Three ornamental grasses, each within the families Cyperaceae [leatherleaf sedge ( Carex buchananii ), ‘Frosted Curls’ sedge ( Carex comans ), and ‘Toffee Twist’ sedge ( Carex flagellifera )] and Poaceae [‘Rosea’ pampas grass ( Cortaderia selloana ), ‘Gracillimus’ miscanthus ( Miscanthus sinensis ), and muhly grass ( Muhlenbergia capillaris )], received two foliar sprays 2 weeks apart of benzyladenine (BA) at 500 or 1000 mg·L −1 , trinexapac-ethyl (TE) at 220 mg·L −1 , or uniconazole at 20 or 40 mg·L −1 . The influence of these spray applications on plant height and tiller number was assessed 0, 2, 4, and 8 weeks after the initial treatment (WAIT). Benzyladenine applications did not suppress the height of leatherleaf sedge or ‘Gracillimus’ miscanthus, yet did suppress the height of the other ornamental grasses by <15% compared to the controls, depending on the concentration used and the time.
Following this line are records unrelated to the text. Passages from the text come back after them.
PR #3436, opened 2020-08-20
Identities refresh negative caching

richma-ms:
This change adds a limit to how often we can trigger refresh in DeviceScopeIdentitiesCache, both for individual identities refresh and whole-cache refresh.  This is so that we don't end up hammering IoTHub now that we expose a REST endpoint for anyone to call into and trigger refreshes.

The default delay is set to 2min.

Now that we have this protection, I've also updated GetDeviceAndModuleOnBehalfOf to always call upstream first, so that we can always sync down the latest when someone wants to fetch a single identity.

### DIFF
--- a/edge-hub/core/src/Microsoft.Azure.Devices.Edge.Hub.Core/AuthChainHelpers.cs
+++ b/edge-hub/core/src/Microsoft.Azure.Devices.Edge.Hub.Core/AuthChainHelpers.cs
@@ -2,15 +2,21 @@
 namespace Microsoft.Azure.Devices.Edge.Hub.Core
 {
     using System;
-    using System.Collections.Generic;
-    using System.Linq;
+    using Microsoft.Azure.Devices.Edge.Util;
 
     public static class AuthChainHelpers
     {
-        public static string[] GetAuthChainIds(string authChain) => authChain.Split(new char[] { ';' }, StringSplitOptions.RemoveEmptyEntries);
+        public static string[] GetAuthChainIds(string authChain)
+        {
+            Preconditions.CheckNonWhiteSpace(authChain, nameof(authChain));
+            return authChain.Split(new char[] { ';' }, StringSplitOptions.RemoveEmptyEntries);
+        }
 
         public static bool ValidateAuthChain(string actorDeviceId, string targetId, string authChain)
         {
+            Preconditions.CheckNonWhiteSpace(actorDeviceId, nameof(actorDeviceId));
+            Preconditions.CheckNonWhiteSpace(targetId, nameof(targetId));
+            Preconditions.CheckNonWhiteSpace(actorDeviceId, nameof(actorDeviceId));
             string[] authChainIds = GetAuthChainIds(authChain);
 
             // Should have at least 1 element in the chain
--- a/edge-hub/core/src/Microsoft.Azure.Devices.Edge.Hub.Core/AuthChainHelpers.cs
+++ b/edge-hub/core/src/Microsoft.Azure.Devices.Edge.Hub.Core/AuthChainHelpers.cs
@@ -2,12 +2,16 @@
 namespace Microsoft.Azure.Devices.Edge.Hub.Core
 {
     using System;
+    using System.Collections.Generic;
+    using System.Linq;
 
     public static class AuthChainHelpers
     {
+        public static string[] GetAuthChainIds(string authChain) => authChain.Split(new char[] { ';' }, StringSplitOptions.RemoveEmptyEntries);
+
         public static bool ValidateAuthChain(string actorDeviceId, string targetId, string authChain)
         {
-            var authChainIds = authChain.Split(new char[] { ';' }, StringSplitOptions.RemoveEmptyEntries);
+            string[] authChainIds = GetAuthChainIds(authChain);
 
             // Should have at least 1 element in the chain
             if (authChainIds.Length < 1)
--- a/edge-hub/core/src/Microsoft.Azure.Devices.Edge.Hub.Core/DeviceScopeIdentitiesCache.cs
+++ b/edge-hub/core/src/Microsoft.Azure.Devices.Edge.Hub.Core/DeviceScopeIdentitiesCache.cs
@@ -6,6 +6,7 @@ namespace Microsoft.Azure.Devices.Edge.Hub.Core
     using System.Linq;
     using System.Threading;
     using System.Threading.Tasks;
+    using Antlr4.Runtime.Sharpen;
     using Microsoft.Azure.Devices.Edge.Hub.Core.Identity.Service;
     using Microsoft.Azure.Devices.Edge.Storage;
     using Microsoft.Azure.Devices.Edge.Util;
@@ -22,8 +23,8 @@ namespace Microsoft.Azure.Devices.Edge.Hub.Core
         readonly Timer refreshCacheTimer;
         readonly TimeSpan periodicRefreshRate;
         readonly TimeSpan refreshDelay;
-        readonly AsyncAutoResetEvent refreshCacheSignal = new AsyncAutoResetEvent();
-        readonly AsyncManualResetEvent refreshCacheCompleteSignal = new AsyncManualResetEvent();
+        readonly AsyncManualResetEvent refreshCacheSignal = new AsyncManualResetEvent(false);
+        readonly AsyncManualResetEvent refreshCacheCompleteSignal = new AsyncManualResetEvent(false);
         readonly object refreshCacheLock = new object();
 
         Task refreshCacheTask;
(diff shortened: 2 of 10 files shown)


edge-hub/core/src/Microsoft.Azure.Devices.Edge.Hub.Core/DeviceScopeIdentitiesCache.cs
```diff
@@ -20,25 +20,32 @@ public sealed class DeviceScopeIdentitiesCache : IDeviceScopeIdentitiesCache
...
+            TimeSpan refreshDelay)
         {
             this.serviceIdentityHierarchy = serviceIdentityHierarchy;
             this.serviceProxy = serviceProxy;
             this.encryptedStore = encryptedStorage;
-            this.refreshRate = refreshRate;
-            this.refreshCacheTimer = new Timer(this.RefreshCache, null, TimeSpan.Zero, refreshRate);
+            this.periodicRefreshRate = periodicRefreshRate;
+            this.refreshDelay = refreshDelay;
+            this.refreshCacheTimer = new Timer(this.RefreshCache, null, TimeSpan.Zero, this.periodicRefreshRate);
```
philipktlin, line 46: nit: you may use PeriodicTask instead of Timer.

richma-ms: this is how it was before so I'll leave it.

edge-hub/core/src/Microsoft.Azure.Devices.Edge.Hub.Service/appsettings_hub.json
```diff
@@ -82,6 +82,7 @@
   },
   "AuthenticationMode": "CloudAndScope",
   "DeviceScopeCacheRefreshRateSecs": 3600,
+  "DeviceScopeCacheRefreshDelaySecs": 120,
```
philipktlin, line 85: nit: should we start to do it right to use "00:00:00" format?

edge-hub/core/src/Microsoft.Azure.Devices.Edge.Hub.Core/DeviceScopeIdentitiesCache.cs
```diff
@@ -57,22 +64,38 @@ public sealed class DeviceScopeIdentitiesCache : IDeviceScopeIdentitiesCache
...
+                this.refreshCacheCompleteSignal.Reset();
+                this.refreshCacheSignal.Set();
+
+                // Update the cache refresh timestamp
+                this.cacheLastRefreshTime = DateTime.UtcNow;
+            }
+            else
+            {
+                Events.SkipRefreshCache(this.cacheLastRefreshTime, this.refreshDelay);
+                this.refreshCacheCompleteSignal.Set();
```
philipktlin, line 97: Current we return refreshCacheCompleteSignal.Set() immediately, this may cause problems.  For example, there are 2 requests to call to initiateCacheRefresh.  The 1st request successfully goes into line 88 and set refresthCacheSignal, then RefreshCache method will call serviceProxy to get identities.  Then 2nd request comes in and since it is still within refresh delay (2 mins), it will call refreshCacheCompleteSignal.Set() in line97 which will release both 1st and 2nd request WaitForCacheRefresh calls.  I think we want both 1st and 2nd requests should wait for 1st request identities result comes back, right?

should we just remove line 97 since this.refreshCacheCompleteSignal.Set() should be called once 1st request is finished?

philipktlin: Do you have test to verify this case?

edge-hub/core/src/Microsoft.Azure.Devices.Edge.Hub.Core/DeviceScopeIdentitiesCache.cs
```diff
@@ -97,11 +120,23 @@ async Task RefreshServiceIdentityInternal(string id, bool invokeServiceIdentitie
...
+                    Events.RefreshingServiceIdentity(id);
+                    Option<ServiceIdentity> serviceIdentity = await this.GetServiceIdentityFromService(id);
+                    await serviceIdentity
+                        .Map(s => this.HandleNewServiceIdentity(s))
+                        .GetOrElse(() => this.HandleNoServiceIdentity(id));
+
+                    // Update the timestamp for this identity so we
+                    // don't repeatedly refresh the same identity
+                    // in rapid succession.
+                    this.identitiesLastRefreshTime[id] = DateTime.UtcNow;
```
philipktlin, line 134: Do we need to update this.identitiesLastRefreshTime in RefreshCache method?

philipktlin:
Would you tell me where we add delegate function to ServiceIdentitiesUpdated event handler?  thanks.

edge-hub/core/src/Microsoft.Azure.Devices.Edge.Hub.Core/DeviceScopeIdentitiesCache.cs
```diff
@@ -159,13 +204,31 @@ internal Task<Option<ServiceIdentity>> GetServiceIdentityFromService(string id)
             return cache;
         }
 
+        async Task<bool> ShouldRefreshIdentity(string id)
+        {
+            bool hasRefreshed = this.identitiesLastRefreshTime.TryGetValue(id, out DateTime lastRefreshTime);
```
philipktlin, line 209: Do we also need to consider this.cacheLastRefreshTime?

edge-hub/core/src/Microsoft.Azure.Devices.Edge.Hub.Core/DeviceScopeIdentitiesCache.cs
```diff
@@ -57,22 +67,45 @@ public sealed class DeviceScopeIdentitiesCache : IDeviceScopeIdentitiesCache
...
+            {
+                Events.SkipRefreshCache(this.cacheLastRefreshTime, this.refreshDelay);
+
+                if (!this.refreshCacheSignal.IsSet)
+                {
+                    // The background thread for refresh the cache is idle,
+                    // in this case we need to signal completion right away
+                    // or anyone calling WaitForCacheRefresh() will be stuck
+                    this.refreshCacheCompleteSignal.Set();
+                }
```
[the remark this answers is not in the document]
philipktlin: First I would like to confirm the requirement.  Do we want to control the identities refresh not run too often (refreshDelay).  If so, current implementation doesn't fulfill it.

Suggestion: define a TaskCompletionSource class field to store for the latest refresh.  Use 1 AutoResetEvent to limit single thread to update it.  Any time TaskCompletionSource should be able to return the latest refresh task.

edge-hub/core/src/Microsoft.Azure.Devices.Edge.Hub.Core/AuthChainHelpers.cs
```diff
@@ -2,12 +2,16 @@
 namespace Microsoft.Azure.Devices.Edge.Hub.Core
 {
     using System;
+    using System.Collections.Generic;
+    using System.Linq;
 
     public static class AuthChainHelpers
     {
+        public static string[] GetAuthChainIds(string authChain) => authChain.Split(new char[] { ';' }, StringSplitOptions.RemoveEmptyEntries);
```
varunpuranik, line 10: Nit: Null check?

edge-hub/core/src/Microsoft.Azure.Devices.Edge.Hub.Core/DeviceScopeIdentitiesCache.cs
```diff
@@ -57,22 +67,45 @@ public sealed class DeviceScopeIdentitiesCache : IDeviceScopeIdentitiesCache
...
+            {
+                this.refreshCacheCompleteSignal.Reset();
+                this.refreshCacheSignal.Set();
+
+                // Update the cache refresh timestamp
+                this.cacheLastRefreshTime = DateTime.UtcNow;
+            }
+            else
+            {
+                Events.SkipRefreshCache(this.cacheLastRefreshTime, this.refreshDelay);
```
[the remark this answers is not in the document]
richma-ms: don't all log entries already contain datetime stamp?

edge-hub/core/src/Microsoft.Azure.Devices.Edge.Hub.Core/DeviceScopeIdentitiesCache.cs
richma-ms: no, we shouldn't wait even in that case.  On-demand refresh should always be treated with a higher priority that cache refresh, because it's invoked when a new device connects, but we couldn't find the device's identity in the cache.  We can't predict how long into the delay timer we'll be if we start conflating the two scenarios, what if it's 1m59s since we last refreshed the cache?  What if the user changed the delay so that it's significantly longer?

IMO it's better to always keep individual vs cache refresh separate, both in terms of predictability and simplicity.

Applications of BA increased tiller production only in ‘Toffee Twist’ sedge at 2 and 4 WAIT compared to the controls; however, at 8 WAIT, this increase was diminished. Depending on the species, uniconazole suppressed the height of the Cyperaceae grasses by 11% to 22% compared to the controls at 8 WAIT. In Poaceae species, uniconazole suppressed the height of only ‘Rosea’ pampas grass by up to 32% compared to the controls. Uniconazole applications did not increase the tillering of any ornamental grasses tested, except ‘Toffee Twist’ sedge at 8 WAIT. Within Cyperaceae, TE suppressed the height of only ‘Toffee Twist’ sedge compared to the controls, while TE effectively controlled the height of all Poaceae grasses. Based on the species and time, TE application elicited up to 37% height suppression compared to the controls of Poaceae grasses, while it did not influence the tiller number of any ornamental grasses in this study.